PR #4518, opened 2021-05-12
[2021.1] Misc SDET backports

theopnv:
### Purpose of this PR

- Backported #4517 - Bump gfx test framework to 7.8.11-preview for all test projects
- Backported #4497 - Use cache version of linux-standalone (HDRP) in the ABV/nightly

---
### Testing status
PR jobs


sophiaaar (approved):

theo-pnv:
The remaining pipelines are Android only. I'm canceling them and merging to save resources for those who need them before cut-off, as the changes of this PR would have broken other platforms as well if they were to break something.

PR #4520, opened 2021-05-12
Make the probe reference volume transform irrelevant

FrancescoC-unity:
As discussed, as a partially temporary (rotation and scale will likely be remain fixed) solution, we are fixing the transform so the reference volume is not rotated and always at origin for now. 

After the whole subdivision change goes in we might need to revisit the translation and likely put the origin at the same point as the center of the global bounds. For now let's fix at origin as any other position is broken anyway. 

By doing this, the transform of the reference volume transform is not going to impact anything and the relative warnings have been removed. 
The change can lead to further simplifications, but before doing this I want to make sure we can do the translation part correctly.


JulienIgnace-Unity (approved):

alelievr (approved):

alelievr:
Nice! less things to test :)

sebastienlagarde (approved):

■ **ACTIVITY**
Please repeat the lines above exactly, beginning with the line that contains "The change can" and ending with the final one.

■ **SOLVED EXERCISE**
The change can lead to further simplifications, but before doing this I want to make sure we can do the translation part correctly.


JulienIgnace-Unity (approved):

alelievr (approved):

alelievr:
Nice! less things to test :)

sebastienlagarde (approved):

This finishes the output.